PostgreSQL/Partitioning
< PostgreSQLIf you have a table with a very huge amount of data, it may be helpfull to scatter the data to different physical tables with a common data structure. In use cases, where INSERTs and SELECTs concern only one of those tables and DELETEs concern really all rows of another table, you can get great performance benefits from partitioning. Typically this is the case, if there is any timeline for the rows.
Partitioning uses the INHERIT feature. First, you define a master table.
CREATE TABLE log ( id int not null, logdate date not null, message varchar(500) );
Next, you create the partitions with the same structure as the master and ensure, that only rows within the expected data range can be stored there.
CREATE TABLE log_2015_01 (CHECK (logdate >= DATE '2015-01-01' AND logdate < DATE '2015-02-01')) INHERITS (log); CREATE TABLE log_2015_02 (CHECK (logdate >= DATE '2015-02-01' AND logdate < DATE '2015-03-01')) INHERITS (log); ... CREATE TABLE log_2015_12 (CHECK (logdate >= DATE '2015-12-01' AND logdate < DATE '2016-01-01')) INHERITS (log); CREATE TABLE log_2016_01 (CHECK (logdate >= DATE '2016-01-01' AND logdate < DATE '2016-02-01')) INHERITS (log); ...

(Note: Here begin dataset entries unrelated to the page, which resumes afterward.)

PR #8637, opened 2026-03-11
refactor(rust): filter external modules from entries instead of mapping bit positions

Dunqing:
## Summary

Follow-up to #8596. Instead of using `bit_to_chunk_idx` to map bit positions to chunk indices (a band-aid that every consumer must remember), this filters external modules at the source so they never get entry bit positions.

- **`module_loader.rs`**: Skip external modules when collecting `dynamic_import_entry_ids`
- **`chunk_graph.rs`**: Remove `bit_to_chunk_idx` field
- **`code_splitting.rs`**: Remove `bit_to_chunk_idx` pre-allocation/recording, add `debug_assert` for entry module normality
- **`chunk_optimizer.rs`**: Use direct `ChunkIdx::from_raw(bit)` instead of `bit_to_chunk_idx` lookup
- **`code-splitting.md`**: Update design doc to reflect new approach

This matches esbuild's approach where external modules never enter the entry list, ensuring bit positions directly equal chunk indices.

## Test plan

- [x] `cargo test -p rolldown --test integration -- "8595"` passes
- [x] `cargo test -p rolldown --test integration -- "circular_chunk_from_external"` passes
- [ ] Full CI

### DIFF
--- a/crates/rolldown/src/stages/generate_stage/chunk_optimizer.rs
+++ b/crates/rolldown/src/stages/generate_stage/chunk_optimizer.rs
@@ -350,7 +350,7 @@ impl GenerateStage<'_> {
         if !temp_chunk.needs_creation {
           return None;
         }
-        let chunk_idxs: Vec<_> = bits.index_of_one().map(|bit| ChunkIdx::from_raw(bit)).collect();
+        let chunk_idxs: Vec<_> = bits.index_of_one().map(ChunkIdx::from_raw).collect();
 
         let merge_target = Self::try_insert_into_existing_chunk(
           &chunk_idxs,
--- a/crates/rolldown/src/stages/generate_stage/chunk_optimizer.rs
+++ b/crates/rolldown/src/stages/generate_stage/chunk_optimizer.rs
@@ -352,10 +352,7 @@ impl GenerateStage<'_> {
         }
         let chunk_idxs: Vec<_> = bits
           .index_of_one()
-          // Use bit_to_chunk_idx to correctly map bit positions to chunk indices.
-          // Bit positions may not match chunk indices when external module entries
-          // are skipped during chunk creation.
-          .filter_map(|bit| chunk_graph.bit_to_chunk_idx.get(bit as usize).and_then(|idx| *idx))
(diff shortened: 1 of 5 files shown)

It's a good idea to create an index.
CREATE INDEX log_2015_01_idx ON log_2015_01 (logdate); CREATE INDEX log_2015_02_idx ON log_2015_02 (logdate); ...
We need a function, which transfers rows into the appropriate partition.
CREATE OR REPLACE FUNCTION log_ins_function() RETURNS TRIGGER AS $$ BEGIN IF (NEW.logdate >= DATE '2015-01-01' AND NEW.logdate < DATE '2015-02-01' ) THEN INSERT INTO log_2015_01 VALUES (NEW.*); ELSIF (NEW.logdate >= DATE '2015-02-01' AND NEW.logdate < DATE '2015-03-01' ) THEN INSERT INTO log_2015_02 VALUES (NEW.*); ELSIF ... ... END IF; RETURN NULL; END; $$ LANGUAGE plpgsql;
The function is called by a trigger.
CREATE TRIGGER log_ins_trigger BEFORE INSERT ON log FOR EACH ROW EXECUTE PROCEDURE log_ins_function();
When this is done, new rows mostly will go to the newest partition. And after some years you can drop old partitions as a whole. This dropping shall be done with the command DROP TABLE - not with a DELETE ... command. The DROP command is much faster than the DELETE command as it removes everything in one single step instead of touching every single row. For SELECT commands the query optimizer has the chance to avoid scanning unnecessary tables.